Ia mengungkapkan, sebagian masyarakat di Tabukan Selatan saat ini sudah sangat bergantung pada aktivitas pertambangan sebagai sumber penghasilan. Bahkan, menurutnya, aktivitas tersebut sudah sulit untuk dihentikan.
“Suka atau tidak suka, masyarakat di sana akan tetap menambang untuk mengisi perut mereka. Kehidupan mereka sudah sangat erat dengan pertambangan,” jelasnya.
Karena itu, Pemerintah Kabupaten Kepulauan Sangihe merasa wajib hadir dan memfasilitasi aktivitas pertambangan rakyat, bukan untuk melegalkan kerusakan lingkungan, melainkan untuk mengatur agar aktivitas tersebut berjalan sesuai aturan.

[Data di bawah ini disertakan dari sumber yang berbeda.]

PR #318, opened 2015-08-12
wb: more than 15 samples error

### LINKED ISSUE #310: Western blotting - Change the error message regarding 15 samples
After selecting 15 samples on the Western blotting sample prep page (in Exercise 3), I encountered an message saying that I had selected more than 15 samples and that only 15 samples are allowed (and that we recommend that you select 14 so you can add the marker). This message should only appear if more than 15 samples are selected.
In addition, the " mark should be removed at the end of the message.

annagav:
Fix #310


carsongee:
This fixes the row count issue, but the `"` still shows in the error message when you pick 16: 

image

annagav:
It should show the error if you selected more than 15 errors. Before it was showing the error if you selected more than 14 samples.

annagav:
Updated!

carsongee:
:tropical_drink:

PR #324, opened 2015-08-13
micro: two conditions per line

### LINKED ISSUE #322: Microscopy set up page: 2 conditions per line
Because this is mentioned in another issue but doesn't fit with the other issue, I'm creating a new one. As a user, it would be easier to read the microscopy setup page if I could see two conditions per line. This will avoid having to scroll too much.

annagav:
Fix #322

### DIFF
--- a/html_app/ui/microscopy.gss
+++ b/html_app/ui/microscopy.gss
@@ -90,11 +90,11 @@
 }
 
 .scb_s_microscopy_sample_checkbox{
-	width: 64px;
+    width: 53px;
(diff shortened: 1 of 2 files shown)


pdpinch:
This works, but it doesn't look great when there's only one condition, i.e. 

screen shot 2015-08-14 at 9 33 45 am

pdpinch:
I'm going to go ahead and merge this one. We can open another issue if/when we want the wrapping to be different.

PR #330, opened 2015-08-18
facs: single gate dragging right to left

### LINKED ISSUE #285: NSF Exercises - Flow cytometry single gate analysis tool
When I analyze the histogram with the single gate analysis tool and drag from right to left, two gates with the exact same coordinates are generated. When I use the same tool and drag from left to right, only one gate is generated, as expected.

annagav:
Fix #285


pdpinch:
:+1:

PR #335, opened 2015-08-19
wb: band intensity M2, pRAF

### LINKED ISSUE #169: NSF Exercise 3 - western blot bands are incorrect
I haven't gone through all of the bands in detail, but bands are appearing where there shouldn't be any bands. For example, the WT EGFR sample with the FLAG or His antibodies should be blank. @annagav, would you like to go through the coding Excel spreadsheet together?

annagav:
Fix #169


pdpinch:
LGTM, but one of these days you'll have to explain to me how these band intensities are coded.

PR #336, opened 2015-08-19
facs: disable add all conditions button

### LINKED ISSUE #332: 'add all' conditions button should behave like a button
> The 'Add All' button works great and as expected. I feel like there should be some way to indicate that the button doesn't work when all of the conditions have been added. I was originally envisioning a checkbox, but I'm ok with leaving it as a button. It would be great if you get the pointer cursor when hovering over the button.

button should have an appropriate cursor, and be disabled after used.

annagav:
part of #332


pdpinch:
As the name suggest, this works in facs. What about microscopy?

PR #337, opened 2015-08-20
added google analytics

pdpinch:
- added basic analytics.js code 
- added page events that fire whenever the hash changes, using a pre-existing callback
- not dealing with events that don't cause a hash change
- added analytics to a handful of static html files


pdpinch:
@bdero @carsongee what's recommended practice for configuring the Google analytics UA code?

This PR uses a production code (`UA-64448603-1`). I'd like to segregate production analytics from dev analytics. Should I set that up on the GA side using filters, or should I mint a new GA code for dev?

carsongee:
With this app it is tricky since it doesn't really use django, but in theory you would do it similar to how we did it for lore, put the code in a django setting that can be easily overridden and then render the tracking script with the code as a template context variable...I don't think index.html is rendered with context though

pdpinch:
I could continue the hackiness and render the google-analytics.js ?

I'll see what I can do on the GA side of things.

carsongee:
hehe, that would do it

Issue #333, opened 2015-08-18
Flocytometry and microscopy "Add all" functionality within the Set up pages


laleman:
When one clicks on the "Add all" underneath the "Conditions" column button within the flocytometry set up page, the radial buttons are filled from left to right and then from top to bottom, which makes seeing that all of the radial buttons have been selected more difficult. It would be good to select them from top bottom first and then left to right so that it is more visually obvious. This will also apply to the "Add all" button in the microscopy page once it becomes available.
![screen shot 2015-08-18 at 10 39 16 am](https://cloud.githubusercontent.com/assets/11359229/9339033/f0348e7e-45b5-11e5-802b-06a8b6563a93.png)
![fullsizerender](https://cloud.githubusercontent.com/assets/11359229/9339200/b4afaacc-45b6-11e5-82ed-b575d1ac0bd3.jpg)

PR #341, opened 2015-08-25
micro: add all conditions button

### LINKED ISSUE #323: Microscopy set up page: add a "select all" conditions checkbox
As a user, I would like a way to select all conditions in the microscopy setup screen, instead of having to click a radio button for each condition.

After selecting the select all checkbox, the user would see sub-rows for each of the conditions that are relevant to the sample. (As you see now once you select all of the radio buttons)

annagav:
Fix #323


pdpinch:
This is OK to merge, but do you want to also try to fix #333 at the same time?

annagav:
#333 will be a little messy I guess and it is low priority, so we don't have to fix it for the August deadline.

pdpinch:
:ok:

Issue #343, opened 2015-08-25
Western blotting exp technique - nested scroll bars in the Samples window


ald32:
Two nested scroll bars appear in the samples window when there is a sufficient number of samples to create a scroll bar for the samples list and a scroll bar for all of the items in the window (which includes the gel type, samples list, and the label 'No marker loaded'. This is not very user friendly and should be changed to only have one scroll bar in this window.

pdpinch:
can we get a screenshot?

ald32:
@pdpinch, I got a screenshot only by changing my preferences in system preferences to "always" show scrollbars. It looks a little bit different if you have the setting set to "Automatically based on mouse or trackpad", as the scrollbars are one on top of the other. 
![screen shot 2015-08-25 at 2 33 12 pm](https://cloud.githubusercontent.com/assets/1855065/9475717/74d4eb44-4b36-11e5-9ac2-59813c6918c9.png)

annagav:
This is fixed.

![screen shot 2016-10-26 at 2 16 27 pm](https://cloud.githubusercontent.com/assets/7574259/19738814/cacb0f46-9b86-11e6-89e1-7f98120090fc.png)

Issue #342, opened 2015-08-25
Western blotting exp tech - "No marker loaded" text


ald32:
The "No marker loaded" text, which appears when the user does not have a protein marker, should be always visible in the samples window. It should also be repositioned so it has a slight margin surrounding it and is not directly next to the border of the samples window.

annagav:
I think I fixed it. Does this look ok?

![screen shot 2016-10-26 at 2 16 27 pm](https://cloud.githubusercontent.com/assets/7574259/19738674/56b042de-9b86-11e6-9a1e-6fccd6f54b60.png)

annagav:
The marker stays in place when the list scrolls.

PR #349, opened 2015-08-27
wb: samples window

annagav:
#343, #342


annagav:
@pdpinch, I think I made a mistake of not creating a new branch for this PR. What should I do?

Thungari menekankan, ada tiga alasan utama pemerintah daerah harus terlibat langsung. Pertama, untuk meminimalkan dampak kerusakan lingkungan akibat aktivitas tambang yang tidak terkontrol. Kedua, agar kegiatan pertambangan memiliki kepastian hukum dan sesuai dengan peraturan perundang-undangan, sehingga masyarakat tidak lagi merasa takut dalam beraktivitas. Ketiga, agar pemasukan daerah dapat dikelola secara transparan dan tidak terjadi kebocoran.
“Kalau diatur dengan baik dan sah di mata hukum, masyarakat tidak takut, lingkungan bisa dikendalikan, dan pemasukan daerah jelas serta tidak bocor ke mana-mana,” tegasnya.
Bupati Thungari juga menyinggung pentingnya peran koperasi sebagai salah satu instrumen untuk menata pertambangan rakyat, agar manfaat ekonomi benar-benar dirasakan oleh masyarakat lokal dan daerah.
Dengan pendekatan tersebut, Pemkab Sangihe berharap aktivitas pertambangan tidak lagi dipandang semata sebagai persoalan, tetapi bisa menjadi sumber kesejahteraan yang dikelola secara bertanggung jawab.